Extrapolated energy $E_{\infty }\left(\mathrm{\Lambda }\right)$ (circles) for ${}^{16}\mathrm{O}$. The different panels correspond to different model space truncations. The bands estimate uncertainties from subleading IR corrections. The squares denote the minimum energy computed with the Lambda-CCSD(T) as a function of $\mathrm{\Lambda }$.

Figure 22

$\mathtt{pANTOINE}$ scaling plots for the ${}^6\mathrm{Li}$ nuclear many-body problem as a function of the NCSM model space truncation $N_{\max }$. The model space dimension is shown in Fig. 2. (a) Total storage required for implicit matrix construction and for 15 iterations of Lanczos vectors; (b) average read speed of implicit matrix data from disk.
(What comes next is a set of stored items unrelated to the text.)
PR #1446, opened 2021-09-13
[CIS-1167] Implement token refreshing for HTTP requests

dmigach:
Currently we only refresh expired token when we get an error over WebSocket connection which is suboptimal because backend doesn't send an event for token expiration. So we should react to this error when we get it as a response for an HTTP request

There are three main things to consider, all covered with a corresponding test:

When request fail, we add them to a queue to retry them later with a new token.
Then we try refreshing the token, if it's successful - retry all the failed requests
If refreshing failed or hanging - timeout all the requests with failures 

Two main cases to test:
1) Token expires, you send a couple of requests (like creating new messages). They hang for a bit and then retried once the token is refreshed
2) Token expires, token refreshing fails, requests should fail after the timeout


Sources/StreamChat/APIClient/APIClient.swift
```diff
@@ -15,7 +20,19 @@ class APIClient {
     /// `APIClient` uses this object to decode the results of network requests.
     let decoder: RequestDecoder
     
+    /// Used for reobtating tokens when they expire and API client receives token expiration error
+    let tokenRefresher: (ClientError, @escaping () -> Void) -> Void
+    
     let cdnClient: CDNClient
+
+    /// Used for syncrhonizing access to requestsQueue
```
tbarbugli, line 28: typo

Sources/StreamChat/APIClient/APIClient.swift
```diff
@@ -15,7 +20,19 @@ class APIClient {
     /// `APIClient` uses this object to decode the results of network requests.
     let decoder: RequestDecoder
     
+    /// Used for reobtating tokens when they expire and API client receives token expiration error
```
tbarbugli, line 23: typo

Sources/StreamChat/APIClient/APIClient.swift
```diff
@@ -15,7 +20,19 @@ class APIClient {
...
     let cdnClient: CDNClient
+
+    /// Used for syncrhonizing access to requestsQueue
+    private let requestsAccessQueue = DispatchQueue(label: "io.getstream.requests")
+    
+    /// Stores request failed with token expired error for retrying them later
+    private var requestsQueue = [RequestsQueueItem]()
+    
+    /// Shows whether the token is being refreshed at the moment
+    private var isRefreshingToken: Bool = false
```
tbarbugli, line 35: unless access `isRefreshingToken` is serialized, I suggest using @Atomic to avoid surprises

Sources/StreamChat/APIClient/APIClient.swift
```diff
@@ -90,6 +128,46 @@ class APIClient {
...
+                self.requestsAccessQueue.asyncAfter(deadline: .now() + timeout) {
+                    self.requestsQueue.forEach { $0.failureAction() }
+                    self.requestsQueue = []
+                }
+            }
+            
+            self.requestsQueue.append(item)
+            
+            // Only initiate token refreshing once
+            guard !self.isRefreshingToken else { return }
```
tbarbugli, line 161: see previous comment about concurrent usage of self and `isRefreshingToken `. If needed the Atomic `propertyWrapper` can be really useful here.

```swift

/// ...
self.requestsQueue.append(item)

guard self._ isRefreshingToken.compareAndSwap(old: false, new: true) else {
   return
}

self.requestsAccessQueue.asyncAfter(deadline: .now() + timeout) {
   self.requestsQueue.forEach { $0.failureAction() }
   self.requestsQueue = []
}

self.tokenRefresher(...)
```

Sources/StreamChat/APIClient/APIClient.swift
```diff
@@ -90,6 +128,46 @@ class APIClient {
...
+            
+            self.isRefreshingToken = true
+            self.tokenRefresher(ClientError.ExpiredToken()) {
+                self.requestsQueue.forEach { $0.requestAction() }
```
tbarbugli, line 165: Following feedback is debatable since it only applies if the token expires quickly after one is obtained:

Order here is not 100% correct, you probably want to first swap `isRefreshingToken` to false and then consume the queue. 

It also sounds safer to consume the queue this way:

- while requestsQueue is not empty
   - check `isRefreshingToken` or exit
   - pop requestsQueue 
   - exec

Sources/StreamChat/APIClient/APIClient.swift
```diff
@@ -15,7 +20,19 @@ class APIClient {
...
+    /// Used for reobtating tokens when they expire and API client receives token expiration error
+    let tokenRefresher: (ClientError, @escaping () -> Void) -> Void
+    
     let cdnClient: CDNClient
+
+    /// Used for syncrhonizing access to requestsQueue
+    private let requestsAccessQueue = DispatchQueue(label: "io.getstream.requests")
+    
+    /// Stores request failed with token expired error for retrying them later
+    private var requestsQueue = [RequestsQueueItem]()
```
tbarbugli, line 32: not sure if we reuse the same instance of APIClient if you login/logout (connectUser/disconnect), if we do we need to make sure that state is reset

For $N_{\max }\ge 18$ the Lanczos vector is split in several blocks.

Figure 23

$\mathtt{pANTOINE}$ scaling plots for the ${}^6\mathrm{Li}$ nuclear many-body problem ($M=1$) as a function of the NCSM model space truncation $N_{\max }$. (a) Multiplication efficiency (defined as the number of nonzero matrix elements divided by the actual number of multiplications being performed); multiplication per clock cycle for (b) Intel(R) Xeon(R) E5 1650v2 and (c) Intel(R) Xeon(R) X5570 using a single thread (dotted line), multiple threads (solid line with circles), and multiple-threads with splitting of the Lanczos vector (solid line with square symbols).

Figure 24

Extrapolated energy $E_{\infty }\left(\mathrm{\Lambda }\right)$ (circles) for ${}^3\mathrm{He}$. See caption of Fig. 4 for further details.

Figure 25

Extrapolated ground-state (point-proton) radii $r_{\infty }\left(\mathrm{\Lambda }\right)$ (circles) for ${}^3\mathrm{He}$. The different panels correspond to different NCSM model space truncations from $max\left(N_{\max }\right)=16$ to $max\left(N_{\max }\right)=36$. See caption of Fig. 5 for further details.

Figure 26

Fit parameter $k_{\infty }\left(\mathrm{\Lambda }\right)$ for ${}^3\mathrm{He}$ energy extrapolation (left panel) and radius extrapolation (right panel) for different NCSM model space truncations from $max\left(N_{\max }\right)=16$ to $max\left(N_{\max }\right)=36$. Open symbols denote results for which UV corrections are expected to be larger than IR ones, and the corresponding fits are unreliable. The lowest, theoretical separation momentum is given as a dashed line with an uncertainty band.

Figure 27

Recommended results for the ${}^3\mathrm{He}$ energy (upper panel) and radius (lower panel) for different NCSM model space truncations from $max\left(N_{\max }\right)=16$ to $max\left(N_{\max }\right)=36$.